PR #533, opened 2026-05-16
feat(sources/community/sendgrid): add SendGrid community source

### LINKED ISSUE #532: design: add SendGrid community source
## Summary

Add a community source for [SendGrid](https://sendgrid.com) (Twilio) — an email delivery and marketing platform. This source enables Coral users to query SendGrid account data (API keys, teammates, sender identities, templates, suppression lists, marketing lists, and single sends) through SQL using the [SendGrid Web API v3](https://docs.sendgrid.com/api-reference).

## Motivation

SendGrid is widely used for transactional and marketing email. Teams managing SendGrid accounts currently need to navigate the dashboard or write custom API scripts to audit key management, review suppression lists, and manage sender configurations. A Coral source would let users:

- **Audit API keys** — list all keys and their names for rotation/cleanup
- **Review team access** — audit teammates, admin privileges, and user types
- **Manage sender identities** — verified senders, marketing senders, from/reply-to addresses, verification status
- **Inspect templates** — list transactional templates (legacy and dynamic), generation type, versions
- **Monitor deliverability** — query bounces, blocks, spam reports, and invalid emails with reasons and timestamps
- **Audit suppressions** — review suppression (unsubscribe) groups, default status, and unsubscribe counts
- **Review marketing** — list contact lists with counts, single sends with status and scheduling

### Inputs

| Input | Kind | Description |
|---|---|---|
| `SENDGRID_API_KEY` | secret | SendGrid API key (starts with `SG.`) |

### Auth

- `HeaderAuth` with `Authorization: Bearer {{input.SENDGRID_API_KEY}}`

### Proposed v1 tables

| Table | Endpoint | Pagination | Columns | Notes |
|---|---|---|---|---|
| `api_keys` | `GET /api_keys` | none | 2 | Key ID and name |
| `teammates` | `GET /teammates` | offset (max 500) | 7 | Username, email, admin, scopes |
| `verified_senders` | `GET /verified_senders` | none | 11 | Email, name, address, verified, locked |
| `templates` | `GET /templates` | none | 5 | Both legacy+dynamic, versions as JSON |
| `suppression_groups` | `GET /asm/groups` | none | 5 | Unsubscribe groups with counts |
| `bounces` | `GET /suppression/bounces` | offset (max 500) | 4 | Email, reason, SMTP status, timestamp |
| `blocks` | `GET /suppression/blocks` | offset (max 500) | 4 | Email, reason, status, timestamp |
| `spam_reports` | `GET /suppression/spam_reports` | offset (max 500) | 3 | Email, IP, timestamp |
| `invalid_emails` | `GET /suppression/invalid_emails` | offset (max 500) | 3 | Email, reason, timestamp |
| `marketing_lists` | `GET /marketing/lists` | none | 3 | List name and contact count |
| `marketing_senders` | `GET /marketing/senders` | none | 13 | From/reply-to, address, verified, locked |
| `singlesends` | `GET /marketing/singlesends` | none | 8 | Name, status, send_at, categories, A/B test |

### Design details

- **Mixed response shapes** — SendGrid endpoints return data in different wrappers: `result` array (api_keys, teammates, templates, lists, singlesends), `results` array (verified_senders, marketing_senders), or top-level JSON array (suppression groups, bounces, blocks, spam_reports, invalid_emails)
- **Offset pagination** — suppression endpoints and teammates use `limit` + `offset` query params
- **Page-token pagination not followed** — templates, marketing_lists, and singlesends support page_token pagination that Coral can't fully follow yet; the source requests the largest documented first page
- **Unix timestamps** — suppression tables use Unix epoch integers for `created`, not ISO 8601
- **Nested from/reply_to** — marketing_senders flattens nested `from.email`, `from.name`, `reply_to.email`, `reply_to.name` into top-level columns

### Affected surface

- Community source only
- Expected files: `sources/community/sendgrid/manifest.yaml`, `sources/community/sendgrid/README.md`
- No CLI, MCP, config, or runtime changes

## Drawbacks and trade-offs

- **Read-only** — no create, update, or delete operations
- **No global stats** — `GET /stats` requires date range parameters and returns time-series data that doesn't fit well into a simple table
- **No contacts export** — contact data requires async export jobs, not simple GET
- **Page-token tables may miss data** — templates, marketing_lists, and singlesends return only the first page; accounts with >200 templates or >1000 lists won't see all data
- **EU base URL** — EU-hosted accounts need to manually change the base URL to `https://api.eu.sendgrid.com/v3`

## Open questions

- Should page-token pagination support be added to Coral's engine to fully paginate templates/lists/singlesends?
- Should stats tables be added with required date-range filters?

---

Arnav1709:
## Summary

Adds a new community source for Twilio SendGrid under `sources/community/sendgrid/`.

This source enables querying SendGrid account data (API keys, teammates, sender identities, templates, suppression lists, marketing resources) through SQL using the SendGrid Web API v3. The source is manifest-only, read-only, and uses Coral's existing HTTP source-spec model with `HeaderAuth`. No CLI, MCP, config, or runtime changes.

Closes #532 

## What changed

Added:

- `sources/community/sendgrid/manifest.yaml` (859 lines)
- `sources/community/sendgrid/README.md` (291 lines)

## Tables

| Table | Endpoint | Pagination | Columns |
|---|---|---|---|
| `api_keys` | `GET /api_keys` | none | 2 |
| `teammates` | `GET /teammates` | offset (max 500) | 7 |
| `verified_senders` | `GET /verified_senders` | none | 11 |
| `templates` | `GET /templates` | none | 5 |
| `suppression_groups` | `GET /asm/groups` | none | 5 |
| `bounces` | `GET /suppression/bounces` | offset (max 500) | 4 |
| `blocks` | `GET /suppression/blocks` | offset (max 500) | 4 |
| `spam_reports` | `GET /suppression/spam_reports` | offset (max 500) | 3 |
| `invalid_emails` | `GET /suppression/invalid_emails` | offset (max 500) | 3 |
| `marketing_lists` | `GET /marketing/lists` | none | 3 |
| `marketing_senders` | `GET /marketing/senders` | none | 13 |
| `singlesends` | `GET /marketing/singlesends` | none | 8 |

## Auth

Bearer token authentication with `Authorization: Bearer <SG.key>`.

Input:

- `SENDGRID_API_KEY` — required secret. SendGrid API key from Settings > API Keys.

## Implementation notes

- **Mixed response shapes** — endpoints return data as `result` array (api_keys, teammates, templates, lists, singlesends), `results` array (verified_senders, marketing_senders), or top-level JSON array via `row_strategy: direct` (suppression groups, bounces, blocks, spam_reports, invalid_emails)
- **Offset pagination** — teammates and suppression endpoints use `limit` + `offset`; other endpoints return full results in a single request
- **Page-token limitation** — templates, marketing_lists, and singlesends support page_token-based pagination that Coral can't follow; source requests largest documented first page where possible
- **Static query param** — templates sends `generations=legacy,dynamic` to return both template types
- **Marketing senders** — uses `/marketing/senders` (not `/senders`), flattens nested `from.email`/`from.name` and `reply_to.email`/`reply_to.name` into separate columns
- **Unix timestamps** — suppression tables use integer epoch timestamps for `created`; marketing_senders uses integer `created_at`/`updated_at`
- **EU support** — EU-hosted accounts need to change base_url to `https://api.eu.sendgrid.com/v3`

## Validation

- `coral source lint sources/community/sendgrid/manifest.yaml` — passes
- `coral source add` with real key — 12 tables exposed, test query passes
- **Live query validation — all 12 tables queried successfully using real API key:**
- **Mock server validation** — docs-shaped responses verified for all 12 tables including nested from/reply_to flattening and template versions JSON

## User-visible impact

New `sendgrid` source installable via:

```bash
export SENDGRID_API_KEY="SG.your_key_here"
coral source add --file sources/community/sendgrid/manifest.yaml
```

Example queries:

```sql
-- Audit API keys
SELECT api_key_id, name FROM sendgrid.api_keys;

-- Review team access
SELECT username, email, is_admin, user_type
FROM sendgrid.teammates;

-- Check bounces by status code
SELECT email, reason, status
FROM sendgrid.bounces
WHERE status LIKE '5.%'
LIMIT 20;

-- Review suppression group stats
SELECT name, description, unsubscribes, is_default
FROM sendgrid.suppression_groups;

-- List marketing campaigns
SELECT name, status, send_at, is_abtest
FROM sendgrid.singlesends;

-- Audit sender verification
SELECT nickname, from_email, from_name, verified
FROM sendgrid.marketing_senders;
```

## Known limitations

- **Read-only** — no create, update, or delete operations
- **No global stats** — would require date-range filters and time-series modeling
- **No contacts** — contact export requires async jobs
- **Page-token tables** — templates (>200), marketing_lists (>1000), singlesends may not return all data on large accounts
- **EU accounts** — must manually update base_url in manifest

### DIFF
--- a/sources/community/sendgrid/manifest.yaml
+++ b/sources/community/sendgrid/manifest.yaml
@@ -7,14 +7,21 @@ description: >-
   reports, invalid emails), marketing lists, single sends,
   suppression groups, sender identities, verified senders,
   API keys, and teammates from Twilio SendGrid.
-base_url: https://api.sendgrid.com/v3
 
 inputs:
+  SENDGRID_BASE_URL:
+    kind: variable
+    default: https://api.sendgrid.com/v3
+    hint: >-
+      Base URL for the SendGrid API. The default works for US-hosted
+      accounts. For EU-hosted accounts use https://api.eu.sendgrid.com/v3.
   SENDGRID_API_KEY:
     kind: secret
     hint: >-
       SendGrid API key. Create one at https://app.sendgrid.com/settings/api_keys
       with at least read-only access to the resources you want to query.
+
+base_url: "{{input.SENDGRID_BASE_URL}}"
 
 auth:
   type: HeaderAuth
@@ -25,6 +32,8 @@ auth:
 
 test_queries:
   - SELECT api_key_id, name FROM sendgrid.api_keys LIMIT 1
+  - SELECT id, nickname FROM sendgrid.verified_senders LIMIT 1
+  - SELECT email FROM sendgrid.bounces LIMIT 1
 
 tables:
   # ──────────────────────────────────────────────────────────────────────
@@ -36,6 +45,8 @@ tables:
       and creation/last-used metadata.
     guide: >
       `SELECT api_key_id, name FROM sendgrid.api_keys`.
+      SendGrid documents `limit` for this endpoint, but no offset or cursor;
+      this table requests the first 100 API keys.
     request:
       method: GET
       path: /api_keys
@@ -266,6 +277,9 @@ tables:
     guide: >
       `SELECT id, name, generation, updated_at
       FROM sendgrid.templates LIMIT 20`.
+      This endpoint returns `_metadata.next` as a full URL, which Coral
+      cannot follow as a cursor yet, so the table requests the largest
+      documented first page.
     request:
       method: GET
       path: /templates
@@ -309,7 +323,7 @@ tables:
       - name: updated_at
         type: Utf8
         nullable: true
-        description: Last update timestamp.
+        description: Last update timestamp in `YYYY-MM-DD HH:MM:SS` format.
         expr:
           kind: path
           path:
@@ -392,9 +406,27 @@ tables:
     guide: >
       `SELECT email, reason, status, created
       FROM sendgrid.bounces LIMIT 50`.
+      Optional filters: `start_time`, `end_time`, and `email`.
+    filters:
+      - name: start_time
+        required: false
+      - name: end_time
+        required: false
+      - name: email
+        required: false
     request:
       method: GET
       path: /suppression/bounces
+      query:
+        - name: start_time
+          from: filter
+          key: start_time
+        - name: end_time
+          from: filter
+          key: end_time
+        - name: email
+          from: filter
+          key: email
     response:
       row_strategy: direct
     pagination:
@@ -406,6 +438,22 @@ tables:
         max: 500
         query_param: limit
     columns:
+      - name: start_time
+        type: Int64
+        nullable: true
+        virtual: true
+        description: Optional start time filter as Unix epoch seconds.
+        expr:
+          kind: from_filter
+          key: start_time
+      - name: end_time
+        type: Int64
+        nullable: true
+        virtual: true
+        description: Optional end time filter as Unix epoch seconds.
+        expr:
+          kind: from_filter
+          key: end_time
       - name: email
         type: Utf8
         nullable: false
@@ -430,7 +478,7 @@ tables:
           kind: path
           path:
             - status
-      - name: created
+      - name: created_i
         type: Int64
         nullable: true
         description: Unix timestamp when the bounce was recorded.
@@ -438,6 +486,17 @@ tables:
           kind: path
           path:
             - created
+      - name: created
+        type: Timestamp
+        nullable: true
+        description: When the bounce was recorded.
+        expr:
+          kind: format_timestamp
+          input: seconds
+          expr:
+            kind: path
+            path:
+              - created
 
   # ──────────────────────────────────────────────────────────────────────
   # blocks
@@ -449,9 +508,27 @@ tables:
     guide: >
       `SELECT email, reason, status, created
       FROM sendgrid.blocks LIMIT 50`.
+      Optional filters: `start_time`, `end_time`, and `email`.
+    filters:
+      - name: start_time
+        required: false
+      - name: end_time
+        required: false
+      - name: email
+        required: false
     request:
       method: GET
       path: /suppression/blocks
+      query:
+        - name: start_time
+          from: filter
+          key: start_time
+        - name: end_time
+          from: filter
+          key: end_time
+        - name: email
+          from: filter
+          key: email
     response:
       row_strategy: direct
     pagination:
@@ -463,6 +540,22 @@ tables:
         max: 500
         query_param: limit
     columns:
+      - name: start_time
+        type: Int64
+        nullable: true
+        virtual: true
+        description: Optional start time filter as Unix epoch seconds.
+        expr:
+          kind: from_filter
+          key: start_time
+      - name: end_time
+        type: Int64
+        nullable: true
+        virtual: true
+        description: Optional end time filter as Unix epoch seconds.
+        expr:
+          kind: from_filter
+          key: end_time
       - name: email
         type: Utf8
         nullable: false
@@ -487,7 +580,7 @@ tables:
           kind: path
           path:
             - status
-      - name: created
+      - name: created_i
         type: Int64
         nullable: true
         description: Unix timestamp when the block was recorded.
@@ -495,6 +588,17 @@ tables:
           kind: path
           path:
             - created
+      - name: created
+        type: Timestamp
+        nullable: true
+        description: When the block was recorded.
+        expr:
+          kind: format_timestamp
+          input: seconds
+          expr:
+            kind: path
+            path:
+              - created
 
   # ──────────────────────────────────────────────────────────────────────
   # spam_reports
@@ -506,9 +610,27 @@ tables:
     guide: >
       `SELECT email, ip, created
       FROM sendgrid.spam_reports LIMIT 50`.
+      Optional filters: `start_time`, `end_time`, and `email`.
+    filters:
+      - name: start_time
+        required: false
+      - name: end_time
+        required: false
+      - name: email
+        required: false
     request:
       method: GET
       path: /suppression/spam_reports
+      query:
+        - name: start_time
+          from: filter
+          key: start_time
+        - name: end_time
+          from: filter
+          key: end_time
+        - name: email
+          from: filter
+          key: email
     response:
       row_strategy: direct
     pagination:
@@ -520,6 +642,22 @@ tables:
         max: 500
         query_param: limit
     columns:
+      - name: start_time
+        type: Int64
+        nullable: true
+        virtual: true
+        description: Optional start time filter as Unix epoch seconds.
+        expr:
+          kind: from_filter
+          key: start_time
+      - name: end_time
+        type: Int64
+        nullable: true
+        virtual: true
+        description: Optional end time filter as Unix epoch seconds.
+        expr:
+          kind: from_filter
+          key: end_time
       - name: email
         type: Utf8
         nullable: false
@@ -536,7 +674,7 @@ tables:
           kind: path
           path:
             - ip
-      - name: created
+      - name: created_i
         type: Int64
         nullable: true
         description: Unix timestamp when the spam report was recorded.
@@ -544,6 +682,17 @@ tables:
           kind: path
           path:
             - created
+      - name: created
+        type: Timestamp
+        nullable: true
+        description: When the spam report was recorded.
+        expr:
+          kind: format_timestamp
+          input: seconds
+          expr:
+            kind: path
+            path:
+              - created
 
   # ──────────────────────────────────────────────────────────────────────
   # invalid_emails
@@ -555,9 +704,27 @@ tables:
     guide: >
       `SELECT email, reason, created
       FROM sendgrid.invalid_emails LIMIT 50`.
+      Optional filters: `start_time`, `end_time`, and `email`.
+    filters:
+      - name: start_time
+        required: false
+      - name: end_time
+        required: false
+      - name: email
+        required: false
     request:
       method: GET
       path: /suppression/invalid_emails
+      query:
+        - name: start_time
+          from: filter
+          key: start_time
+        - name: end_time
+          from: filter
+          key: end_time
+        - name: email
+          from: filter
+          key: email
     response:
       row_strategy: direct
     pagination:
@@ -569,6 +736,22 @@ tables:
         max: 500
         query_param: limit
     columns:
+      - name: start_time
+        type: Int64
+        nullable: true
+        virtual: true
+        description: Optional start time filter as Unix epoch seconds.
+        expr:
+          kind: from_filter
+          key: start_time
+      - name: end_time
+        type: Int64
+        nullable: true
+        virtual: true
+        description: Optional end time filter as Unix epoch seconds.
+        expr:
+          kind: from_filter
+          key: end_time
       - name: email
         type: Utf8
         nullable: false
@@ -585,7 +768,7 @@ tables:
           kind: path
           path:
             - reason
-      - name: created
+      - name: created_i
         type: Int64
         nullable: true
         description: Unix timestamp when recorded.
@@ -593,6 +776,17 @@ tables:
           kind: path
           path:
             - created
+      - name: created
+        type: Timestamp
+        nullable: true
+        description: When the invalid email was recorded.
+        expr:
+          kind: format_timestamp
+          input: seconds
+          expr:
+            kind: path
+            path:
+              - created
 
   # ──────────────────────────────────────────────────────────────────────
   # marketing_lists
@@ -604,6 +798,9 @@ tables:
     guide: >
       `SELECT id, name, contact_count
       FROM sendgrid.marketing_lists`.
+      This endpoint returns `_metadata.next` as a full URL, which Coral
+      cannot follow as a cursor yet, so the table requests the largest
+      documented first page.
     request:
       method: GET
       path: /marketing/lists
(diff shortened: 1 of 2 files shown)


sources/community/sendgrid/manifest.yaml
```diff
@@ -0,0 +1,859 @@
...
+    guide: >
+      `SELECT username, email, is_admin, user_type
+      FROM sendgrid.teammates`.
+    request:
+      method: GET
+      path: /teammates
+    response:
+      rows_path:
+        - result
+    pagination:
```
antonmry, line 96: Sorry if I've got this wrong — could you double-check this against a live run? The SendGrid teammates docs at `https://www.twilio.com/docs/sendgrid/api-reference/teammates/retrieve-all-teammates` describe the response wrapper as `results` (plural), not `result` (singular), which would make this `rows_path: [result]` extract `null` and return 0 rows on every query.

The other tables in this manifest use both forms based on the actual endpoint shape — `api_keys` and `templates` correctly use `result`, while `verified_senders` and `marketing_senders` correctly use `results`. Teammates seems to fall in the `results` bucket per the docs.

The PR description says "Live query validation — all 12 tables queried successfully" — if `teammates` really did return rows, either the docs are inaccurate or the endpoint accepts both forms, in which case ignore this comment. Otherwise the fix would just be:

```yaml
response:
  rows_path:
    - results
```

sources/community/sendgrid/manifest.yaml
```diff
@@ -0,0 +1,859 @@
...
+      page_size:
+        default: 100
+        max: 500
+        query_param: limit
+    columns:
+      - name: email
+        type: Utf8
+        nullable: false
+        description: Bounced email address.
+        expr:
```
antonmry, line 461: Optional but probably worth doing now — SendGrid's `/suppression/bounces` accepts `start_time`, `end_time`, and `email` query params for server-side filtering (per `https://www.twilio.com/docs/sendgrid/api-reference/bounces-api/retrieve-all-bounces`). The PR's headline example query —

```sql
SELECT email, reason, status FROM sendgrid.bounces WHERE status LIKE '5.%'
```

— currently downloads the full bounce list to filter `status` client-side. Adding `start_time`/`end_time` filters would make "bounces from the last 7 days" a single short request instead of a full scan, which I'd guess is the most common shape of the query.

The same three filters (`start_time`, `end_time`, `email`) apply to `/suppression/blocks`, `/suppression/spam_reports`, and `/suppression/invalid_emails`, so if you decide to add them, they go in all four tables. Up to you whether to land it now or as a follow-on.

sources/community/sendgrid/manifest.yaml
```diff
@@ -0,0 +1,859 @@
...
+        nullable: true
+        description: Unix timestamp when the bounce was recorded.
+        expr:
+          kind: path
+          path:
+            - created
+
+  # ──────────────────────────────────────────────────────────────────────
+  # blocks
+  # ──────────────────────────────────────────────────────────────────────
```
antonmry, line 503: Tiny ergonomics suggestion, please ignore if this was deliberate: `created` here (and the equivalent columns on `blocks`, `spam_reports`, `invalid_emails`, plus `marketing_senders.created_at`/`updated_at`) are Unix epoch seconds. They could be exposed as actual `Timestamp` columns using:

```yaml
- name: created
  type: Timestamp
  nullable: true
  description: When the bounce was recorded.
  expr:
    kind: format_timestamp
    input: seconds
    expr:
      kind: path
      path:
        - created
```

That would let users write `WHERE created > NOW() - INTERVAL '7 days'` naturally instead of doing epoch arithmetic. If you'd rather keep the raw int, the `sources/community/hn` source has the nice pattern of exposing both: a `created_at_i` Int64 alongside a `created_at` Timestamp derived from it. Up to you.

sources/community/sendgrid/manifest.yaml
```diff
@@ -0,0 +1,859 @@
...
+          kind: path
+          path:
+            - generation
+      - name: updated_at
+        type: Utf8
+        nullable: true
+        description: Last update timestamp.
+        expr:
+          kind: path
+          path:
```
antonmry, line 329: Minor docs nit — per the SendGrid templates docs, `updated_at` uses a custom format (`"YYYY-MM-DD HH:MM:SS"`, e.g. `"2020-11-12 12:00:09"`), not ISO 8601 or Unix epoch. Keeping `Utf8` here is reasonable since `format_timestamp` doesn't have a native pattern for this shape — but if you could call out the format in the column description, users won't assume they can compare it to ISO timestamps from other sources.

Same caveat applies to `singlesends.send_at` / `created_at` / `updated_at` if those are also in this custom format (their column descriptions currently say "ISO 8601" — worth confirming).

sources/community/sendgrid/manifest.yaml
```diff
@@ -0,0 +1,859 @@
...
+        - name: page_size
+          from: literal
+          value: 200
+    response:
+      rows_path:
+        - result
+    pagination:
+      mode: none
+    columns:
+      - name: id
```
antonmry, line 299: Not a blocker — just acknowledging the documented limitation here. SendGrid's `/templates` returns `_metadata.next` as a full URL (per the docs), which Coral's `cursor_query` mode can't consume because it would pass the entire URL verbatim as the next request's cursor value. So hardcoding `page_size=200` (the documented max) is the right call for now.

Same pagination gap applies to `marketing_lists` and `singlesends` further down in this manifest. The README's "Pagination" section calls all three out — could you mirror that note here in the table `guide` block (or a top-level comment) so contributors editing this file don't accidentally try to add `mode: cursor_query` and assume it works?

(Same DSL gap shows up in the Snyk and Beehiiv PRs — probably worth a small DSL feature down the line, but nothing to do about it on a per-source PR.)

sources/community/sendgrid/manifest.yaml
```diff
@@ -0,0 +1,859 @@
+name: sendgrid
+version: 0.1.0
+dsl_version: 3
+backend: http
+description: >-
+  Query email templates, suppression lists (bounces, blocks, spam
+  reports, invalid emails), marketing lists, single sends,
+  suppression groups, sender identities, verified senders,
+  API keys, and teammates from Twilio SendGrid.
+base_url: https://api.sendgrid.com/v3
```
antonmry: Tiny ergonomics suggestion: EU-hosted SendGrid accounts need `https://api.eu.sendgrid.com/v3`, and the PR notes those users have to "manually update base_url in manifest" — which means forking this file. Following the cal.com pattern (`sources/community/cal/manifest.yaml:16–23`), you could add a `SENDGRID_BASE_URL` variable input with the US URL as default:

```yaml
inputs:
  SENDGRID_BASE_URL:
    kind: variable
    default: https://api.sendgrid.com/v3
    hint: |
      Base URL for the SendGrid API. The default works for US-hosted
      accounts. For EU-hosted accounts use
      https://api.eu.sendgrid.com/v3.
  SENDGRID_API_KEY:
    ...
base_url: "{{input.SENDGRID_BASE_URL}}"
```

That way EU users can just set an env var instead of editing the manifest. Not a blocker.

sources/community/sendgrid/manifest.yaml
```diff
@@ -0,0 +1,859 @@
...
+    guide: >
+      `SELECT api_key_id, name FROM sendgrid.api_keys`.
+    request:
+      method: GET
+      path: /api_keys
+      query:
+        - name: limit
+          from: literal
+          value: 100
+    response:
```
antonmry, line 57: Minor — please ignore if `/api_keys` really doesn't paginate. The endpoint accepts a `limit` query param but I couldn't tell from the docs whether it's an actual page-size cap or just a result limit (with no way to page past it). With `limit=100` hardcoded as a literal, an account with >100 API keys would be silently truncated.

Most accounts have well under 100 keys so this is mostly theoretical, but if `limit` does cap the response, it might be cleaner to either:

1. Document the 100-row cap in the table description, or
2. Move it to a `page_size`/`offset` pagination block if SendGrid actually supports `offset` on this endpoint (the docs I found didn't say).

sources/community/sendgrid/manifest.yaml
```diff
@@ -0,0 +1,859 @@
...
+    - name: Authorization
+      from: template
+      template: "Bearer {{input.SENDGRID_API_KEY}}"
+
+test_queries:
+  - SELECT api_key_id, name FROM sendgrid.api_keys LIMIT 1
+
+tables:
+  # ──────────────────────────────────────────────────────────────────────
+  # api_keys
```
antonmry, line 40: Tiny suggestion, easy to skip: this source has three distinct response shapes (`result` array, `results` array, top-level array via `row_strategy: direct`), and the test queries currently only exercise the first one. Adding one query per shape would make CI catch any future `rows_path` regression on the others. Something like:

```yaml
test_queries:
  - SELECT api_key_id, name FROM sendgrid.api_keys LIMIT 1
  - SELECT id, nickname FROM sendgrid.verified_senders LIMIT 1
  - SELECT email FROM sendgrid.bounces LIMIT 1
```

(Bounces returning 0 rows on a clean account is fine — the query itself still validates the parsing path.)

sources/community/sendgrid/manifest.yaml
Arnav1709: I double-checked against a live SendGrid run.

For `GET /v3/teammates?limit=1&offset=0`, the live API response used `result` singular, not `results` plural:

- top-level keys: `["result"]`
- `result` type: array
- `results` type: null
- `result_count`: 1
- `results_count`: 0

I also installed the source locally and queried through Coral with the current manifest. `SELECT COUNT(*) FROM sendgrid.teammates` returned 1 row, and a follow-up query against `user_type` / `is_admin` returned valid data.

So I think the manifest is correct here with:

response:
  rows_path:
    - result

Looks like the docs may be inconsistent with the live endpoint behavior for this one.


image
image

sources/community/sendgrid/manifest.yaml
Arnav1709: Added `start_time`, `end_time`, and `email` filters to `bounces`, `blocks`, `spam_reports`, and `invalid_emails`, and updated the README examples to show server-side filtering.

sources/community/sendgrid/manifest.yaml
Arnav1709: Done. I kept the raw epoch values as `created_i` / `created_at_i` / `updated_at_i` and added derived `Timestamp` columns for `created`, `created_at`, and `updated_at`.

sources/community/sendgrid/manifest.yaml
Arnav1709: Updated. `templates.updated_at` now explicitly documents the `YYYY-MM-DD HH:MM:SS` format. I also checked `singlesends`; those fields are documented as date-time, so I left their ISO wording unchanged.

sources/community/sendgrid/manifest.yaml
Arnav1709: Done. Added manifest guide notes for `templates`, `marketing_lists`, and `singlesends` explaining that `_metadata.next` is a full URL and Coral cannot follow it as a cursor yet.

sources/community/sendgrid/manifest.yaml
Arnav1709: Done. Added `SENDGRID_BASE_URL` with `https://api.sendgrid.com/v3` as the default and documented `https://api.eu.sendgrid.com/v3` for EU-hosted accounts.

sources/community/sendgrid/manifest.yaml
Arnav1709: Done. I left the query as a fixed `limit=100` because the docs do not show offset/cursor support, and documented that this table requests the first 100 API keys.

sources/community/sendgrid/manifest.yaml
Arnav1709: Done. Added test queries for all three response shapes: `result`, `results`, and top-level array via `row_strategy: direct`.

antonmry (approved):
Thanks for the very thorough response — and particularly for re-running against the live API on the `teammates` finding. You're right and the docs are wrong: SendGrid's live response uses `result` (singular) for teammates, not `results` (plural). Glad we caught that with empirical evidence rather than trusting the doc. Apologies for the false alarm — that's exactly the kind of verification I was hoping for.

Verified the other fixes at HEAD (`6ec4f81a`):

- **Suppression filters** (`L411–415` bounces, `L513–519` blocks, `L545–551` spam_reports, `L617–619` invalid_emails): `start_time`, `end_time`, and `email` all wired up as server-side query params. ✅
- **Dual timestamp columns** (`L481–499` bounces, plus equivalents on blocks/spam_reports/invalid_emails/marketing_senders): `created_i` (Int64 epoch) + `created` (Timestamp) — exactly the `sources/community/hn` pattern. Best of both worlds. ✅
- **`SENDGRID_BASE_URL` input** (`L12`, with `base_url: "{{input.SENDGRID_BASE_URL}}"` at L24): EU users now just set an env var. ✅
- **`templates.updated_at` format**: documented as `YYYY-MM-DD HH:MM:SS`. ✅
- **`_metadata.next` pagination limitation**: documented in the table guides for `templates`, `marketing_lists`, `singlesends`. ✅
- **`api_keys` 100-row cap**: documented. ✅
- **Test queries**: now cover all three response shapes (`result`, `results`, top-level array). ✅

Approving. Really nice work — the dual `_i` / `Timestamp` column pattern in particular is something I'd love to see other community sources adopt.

About this task: Tally the lines of the entries that include the word "because" and give only the total.

Your response: 2